* [WHAT IS REQUIRED]:
Print out the entries that follow exactly, missing none.

* [RECORDS SHOWN]:
PR #410, opened 2016-10-05
Add Support for Additional OpenID Connect Identity Providers

### LINKED ISSUE #409: Enhance to Support Additional Identity Providers
I would like to see this library enhanced to support additional identity providers.  With some fairly minor adjustments this should be possible.

Specifically, I would like to see the following:

- Provide for more flexibility in the instance URL by allowing for a blank tenant and an alternate (or blank) context root (instead of the hard-coded oauth2 value).
- Allow optional scope and response type configuration parameters.
- Allow for identity providers that pass back the id_token as a query string parameter instead of a URL fragment.  This is fairly common with id_tokens; as opposed to responses that include access_tokens.

davewoodward:
Enhanced library to allow for other OpenIDConnect identity providers by supporting blank tenant and custom root context values in the instance URL and optional scope and response type parameters.  Also allowed for the ID_TOKEN to be returned as a URL query parameter rather than a URL fragment.  Finally, added the necessary tests to verify the various scenarios around this functionality.

Closes #409

### DIFF
--- a/.jshintrc
+++ b/.jshintrc
@@ -1,5 +1,5 @@
 {
-  "bitwise": true,
+  "bitwise": false,
   "camelcase": true,
   "curly": true,
   "eqeqeq": true,
--- a/Gruntfile.js
+++ b/Gruntfile.js
@@ -22,19 +22,14 @@ module.exports = function (grunt) {
         },
         jasmine_node: {
             options: {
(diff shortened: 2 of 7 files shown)


tushargupta51:
Closing this based on our discussion here: #409 .

Issue #372, opened 2016-08-26
Is there a scope event for token renewal?


MaJaHa95:
I have a web call that I want to make every time a user becomes authenticated (essentially a "get notifications" type of thing).

My initial code looked something like this:

```
if ($rootScope.userInfo.isAuthenticated) {
    setup();
}
else {
    $rootScope.$on("adal:loginSuccess", () => {
        setup();
    });
}
```

Basically, if adal has magically found authentication information in `sessionStorage`, then we're good, otherwise, wait for the user to be authenticated.

This works well for most cases, but never renewals. From what I can tell, `adal:loginSuccess` doesn't occur after a renewal is successfully completed, so neither of these trigger.

I've resolved this with a total stop-gap of setting up a `$watch` on `userInfo.isAuthenticated`, but there must be a better way!

Does ADAL trigger an event for renewals, and if not, would that be a logical addition? I don't imagine it should be the same as initial login, but `adal:tokenRenewed` (or something to that effect) would be helpful.

tushargupta51:
@MaJaHa95 Currently, adal does not broadcast events for token renewal operations. I want to understand your scenario a little better. I understand that you want to execute some actions when a user is authenticated, but why do you need to do the same when a token is renewed as that is not a new authentication, its renewing token for a user who was authenticated earlier.

MaJaHa95:
I store some state in memory (it's Angular, if that wasn't assumed).

Basically,

1. User visits website
2. Adal checks for tokens, none found.
3. Initial setup continues, and `userInfo.isAuthenticated` is `false`, so we hold off.
4. Adal logs in, and calls `adal:loginSuccess`, thus queuing `getNotifications()`
 1. We store those results in `$scope`.
5. ...
6. User closes laptop and goes home (or whatever)
7. User comes back, website is revitalized, memory cleared.
8. Adal finds an expired token
9. Initial setup continues, `userInfo.isAuthenticated` is `false`, so we hold off again.
10. Adal runs through its iframe flow to renew a token
11. *Without a notification, I don't know that it's now time to call `getNotifications()` again.*

I could be misunderstanding some aspect of the flow of login--don't hesitate to correct me.

I will admit, I'm not sure of a time when `adal:loginSuccess` is necessary, but another for token renewal wouldn't be. So perhaps I am misunderstanding stuff.


Thanks!
Matthew

rohitpagariya:
[...]

PR #414, opened 2016-10-11
adding scope event for token renewal

rohitnarula7176:
#372

### DIFF
--- a/tests/angularModuleSpec.js
+++ b/tests/angularModuleSpec.js
@@ -422,3 +422,64 @@ describe('StateCtrl', function () {
         }
     });
 });
+
+describe('AcquireTokenCtl', function () {
+    var scope,adalServiceProvider, rootScope, controller,window;
+    var store = {};
+    //mock Application to allow us to inject our own dependencies
+    beforeEach(angular.mock.module('TestApplication'));
+
+    //mock the controller for the same reason and include $scope and $controller
+    beforeEach(angular.mock.inject(function (_adalAuthenticationService_, _$rootScope_, _$controller_, _$window_) {
+        adalServiceProvider = _adalAuthenticationService_;
+        rootScope = _$rootScope_;
+        controller = _$controller_;
+        window = _$window_;
+        //create an empty scope
+        scope = rootScope.$new();
+
+        spyOn(sessionStorage, 'getItem').andCallFake(function (key) {
+            return store[key];
+        });
+        spyOn(sessionStorage, 'setItem').andCallFake(function (key, value) {
+            store[key] = value;
+        });
+        spyOn(window, 'Date').andCallFake(function () {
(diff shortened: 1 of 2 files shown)


tests/angularModuleSpec.js
```diff
@@ -422,3 +422,60 @@ describe('StateCtrl', function () {
...
 });
+
+describe('TaskCtl', function () {
+    var scope,adalServiceProvider, rootScope, controller,window;
+    var store = {};
+    //mock Application to allow us to inject our own dependencies
+    beforeEach(angular.mock.module('TestApplication'));
+
+    //mock the controller for the same reason and include $scope and $controller
+    beforeEach(angular.mock.inject(function (_adalAuthenticationService_, _$rootScope_, _$controller_, _$httpBackend_, _$q_, _$window_, _$route_, _$location_) {
```
tushargupta51: You can take off some of the values from the signature that are not used.

tests/angularModuleSpec.js
```diff
@@ -422,3 +422,60 @@ describe('StateCtrl', function () {
...
+    afterEach(function () {
+        store = {};
+    });
+
+    it('checks if acquireTokenSuccess/acquireTokenFailure events are broadcasted in case of acquireToken', function () {
+        var resource = adalServiceProvider.config.loginResource;
+        var token = 'token123';
+        spyOn(rootScope, '$broadcast').andCallThrough();
+        scope.$on('adal:acquireTokenFailure', function (event, message) {
+            expect(message).toBe('User login is required');
```
tushargupta51: We do not check if the events are called or not. This test will pass even when adal:acquireTokenFailure and adal:acquireTokenSuccess events are not called. We should either assign value of "message" to a variable defined in outside scope and test the value of that variable outside of the event listener. Or we should use "haveBeenCalled()" api to ensure that the event was called.

tests/angularModuleSpec.js
```diff
@@ -461,21 +461,27 @@ describe('TaskCtl', function () {
...
+        expect(error).toBe('User login is required');
         store = {
             'adal.token.keys': resource + '|',
-            'adal.access.token.keyloginResource123': resource + 'token123',
+            'adal.access.token.keyloginResource123': token,
             'adal.expiration.keyloginResource123': 122
         };
         scope.$on('adal:acquireTokenSuccess', function (event, message) {
-            expect(message).toBe(resource + token);
+            expect(message).toBe(token);
```
tushargupta51: you dont need expect statements here.

tests/angularModuleSpec.js
tushargupta51: What does it need the $q, $route and $location for?

tushargupta51:
:shipit:

PR #416, opened 2016-10-14
TS Version of adal

con-ssc:
Added yarn lock to ignore
added typescript transcription for adal

### DIFF
--- a/.gitignore
+++ b/.gitignore
@@ -94,3 +94,4 @@ samples/owin/OwinSample/Scripts/adal.js
 
 #codecoverage
 coverage
+/yarn.lock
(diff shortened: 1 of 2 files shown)


tisawyer:
Is this PR going to get merged? Having a TypeScript version of Adal would be very helpful for our project.

tushargupta51:
@con-ssc Some community members added ts definition for adal-angular here: https://github.com/DefinitelyTyped/DefinitelyTyped/tree/master/adal. Do we need complete TS translation of adal? Is there a case where the typed definition will not work?

con-ssc:
First, it would be easier to keep the definitions up to date with a ts version because you would just emit the typings with it, second, you could make an importable npm module or import it into typescript as you like. Third, Microsoft has very high knowledge in the area of TS like projects like VSCode and PowerBI Visuals and so on. Four, you can emit to a target EcmaScript Version that your environment needs. I could go on for a while :)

* [REPLY]:
PR #410, opened 2016-10-05
Add Support for Additional OpenID Connect Identity Providers

### LINKED ISSUE #409: Enhance to Support Additional Identity Providers
I would like to see this library enhanced to support additional identity providers.  With some fairly minor adjustments this should be possible.

Specifically, I would like to see the following:

- Provide for more flexibility in the instance URL by allowing for a blank tenant and an alternate (or blank) context root (instead of the hard-coded oauth2 value).
- Allow optional scope and response type configuration parameters.
- Allow for identity providers that pass back the id_token as a query string parameter instead of a URL fragment.  This is fairly common with id_tokens; as opposed to responses that include access_tokens.

davewoodward:
Enhanced library to allow for other OpenIDConnect identity providers by supporting blank tenant and custom root context values in the instance URL and optional scope and response type parameters.  Also allowed for the ID_TOKEN to be returned as a URL query parameter rather than a URL fragment.  Finally, added the necessary tests to verify the various scenarios around this functionality.

Closes #409

### DIFF
--- a/.jshintrc
+++ b/.jshintrc
@@ -1,5 +1,5 @@
 {
-  "bitwise": true,
+  "bitwise": false,
   "camelcase": true,
   "curly": true,
   "eqeqeq": true,
--- a/Gruntfile.js
+++ b/Gruntfile.js
@@ -22,19 +22,14 @@ module.exports = function (grunt) {
         },
         jasmine_node: {
             options: {
(diff shortened: 2 of 7 files shown)


tushargupta51:
Closing this based on our discussion here: #409 .

Issue #372, opened 2016-08-26
Is there a scope event for token renewal?


MaJaHa95:
I have a web call that I want to make every time a user becomes authenticated (essentially a "get notifications" type of thing).

My initial code looked something like this:

```
if ($rootScope.userInfo.isAuthenticated) {
    setup();
}
else {
    $rootScope.$on("adal:loginSuccess", () => {
        setup();
    });
}
```

Basically, if adal has magically found authentication information in `sessionStorage`, then we're good, otherwise, wait for the user to be authenticated.

This works well for most cases, but never renewals. From what I can tell, `adal:loginSuccess` doesn't occur after a renewal is successfully completed, so neither of these trigger.

I've resolved this with a total stop-gap of setting up a `$watch` on `userInfo.isAuthenticated`, but there must be a better way!

Does ADAL trigger an event for renewals, and if not, would that be a logical addition? I don't imagine it should be the same as initial login, but `adal:tokenRenewed` (or something to that effect) would be helpful.

tushargupta51:
@MaJaHa95 Currently, adal does not broadcast events for token renewal operations. I want to understand your scenario a little better. I understand that you want to execute some actions when a user is authenticated, but why do you need to do the same when a token is renewed as that is not a new authentication, its renewing token for a user who was authenticated earlier.

MaJaHa95:
I store some state in memory (it's Angular, if that wasn't assumed).

Basically,

1. User visits website
2. Adal checks for tokens, none found.
3. Initial setup continues, and `userInfo.isAuthenticated` is `false`, so we hold off.
4. Adal logs in, and calls `adal:loginSuccess`, thus queuing `getNotifications()`
 1. We store those results in `$scope`.
5. ...
6. User closes laptop and goes home (or whatever)
7. User comes back, website is revitalized, memory cleared.
8. Adal finds an expired token
9. Initial setup continues, `userInfo.isAuthenticated` is `false`, so we hold off again.
10. Adal runs through its iframe flow to renew a token
11. *Without a notification, I don't know that it's now time to call `getNotifications()` again.*

I could be misunderstanding some aspect of the flow of login--don't hesitate to correct me.

I will admit, I'm not sure of a time when `adal:loginSuccess` is necessary, but another for token renewal wouldn't be. So perhaps I am misunderstanding stuff.


Thanks!
Matthew

rohitpagariya:
[...]

PR #414, opened 2016-10-11
adding scope event for token renewal

rohitnarula7176:
#372

### DIFF
--- a/tests/angularModuleSpec.js
+++ b/tests/angularModuleSpec.js
@@ -422,3 +422,64 @@ describe('StateCtrl', function () {
         }
     });
 });
+
+describe('AcquireTokenCtl', function () {
+    var scope,adalServiceProvider, rootScope, controller,window;
+    var store = {};
+    //mock Application to allow us to inject our own dependencies
+    beforeEach(angular.mock.module('TestApplication'));
+
+    //mock the controller for the same reason and include $scope and $controller
+    beforeEach(angular.mock.inject(function (_adalAuthenticationService_, _$rootScope_, _$controller_, _$window_) {
+        adalServiceProvider = _adalAuthenticationService_;
+        rootScope = _$rootScope_;
+        controller = _$controller_;
+        window = _$window_;
+        //create an empty scope
+        scope = rootScope.$new();
+
+        spyOn(sessionStorage, 'getItem').andCallFake(function (key) {
+            return store[key];
+        });
+        spyOn(sessionStorage, 'setItem').andCallFake(function (key, value) {
+            store[key] = value;
+        });
+        spyOn(window, 'Date').andCallFake(function () {
(diff shortened: 1 of 2 files shown)


tests/angularModuleSpec.js
```diff
@@ -422,3 +422,60 @@ describe('StateCtrl', function () {
...
 });
+
+describe('TaskCtl', function () {
+    var scope,adalServiceProvider, rootScope, controller,window;
+    var store = {};
+    //mock Application to allow us to inject our own dependencies
+    beforeEach(angular.mock.module('TestApplication'));
+
+    //mock the controller for the same reason and include $scope and $controller
+    beforeEach(angular.mock.inject(function (_adalAuthenticationService_, _$rootScope_, _$controller_, _$httpBackend_, _$q_, _$window_, _$route_, _$location_) {
```
tushargupta51: You can take off some of the values from the signature that are not used.

tests/angularModuleSpec.js
```diff
@@ -422,3 +422,60 @@ describe('StateCtrl', function () {
...
+    afterEach(function () {
+        store = {};
+    });
+
+    it('checks if acquireTokenSuccess/acquireTokenFailure events are broadcasted in case of acquireToken', function () {
+        var resource = adalServiceProvider.config.loginResource;
+        var token = 'token123';
+        spyOn(rootScope, '$broadcast').andCallThrough();
+        scope.$on('adal:acquireTokenFailure', function (event, message) {
+            expect(message).toBe('User login is required');
```
tushargupta51: We do not check if the events are called or not. This test will pass even when adal:acquireTokenFailure and adal:acquireTokenSuccess events are not called. We should either assign value of "message" to a variable defined in outside scope and test the value of that variable outside of the event listener. Or we should use "haveBeenCalled()" api to ensure that the event was called.

tests/angularModuleSpec.js
```diff
@@ -461,21 +461,27 @@ describe('TaskCtl', function () {
...
+        expect(error).toBe('User login is required');
         store = {
             'adal.token.keys': resource + '|',
-            'adal.access.token.keyloginResource123': resource + 'token123',
+            'adal.access.token.keyloginResource123': token,
             'adal.expiration.keyloginResource123': 122
         };
         scope.$on('adal:acquireTokenSuccess', function (event, message) {
-            expect(message).toBe(resource + token);
+            expect(message).toBe(token);
```
tushargupta51: you dont need expect statements here.

tests/angularModuleSpec.js
tushargupta51: What does it need the $q, $route and $location for?

tushargupta51:
:shipit:

PR #416, opened 2016-10-14
TS Version of adal

con-ssc:
Added yarn lock to ignore
added typescript transcription for adal

### DIFF
--- a/.gitignore
+++ b/.gitignore
@@ -94,3 +94,4 @@ samples/owin/OwinSample/Scripts/adal.js
 
 #codecoverage
 coverage
+/yarn.lock
(diff shortened: 1 of 2 files shown)


tisawyer:
Is this PR going to get merged? Having a TypeScript version of Adal would be very helpful for our project.

tushargupta51:
@con-ssc Some community members added ts definition for adal-angular here: https://github.com/DefinitelyTyped/DefinitelyTyped/tree/master/adal. Do we need complete TS translation of adal? Is there a case where the typed definition will not work?

con-ssc:
First, it would be easier to keep the definitions up to date with a ts version because you would just emit the typings with it, second, you could make an importable npm module or import it into typescript as you like. Third, Microsoft has very high knowledge in the area of TS like projects like VSCode and PowerBI Visuals and so on. Four, you can emit to a target EcmaScript Version that your environment needs. I could go on for a while :)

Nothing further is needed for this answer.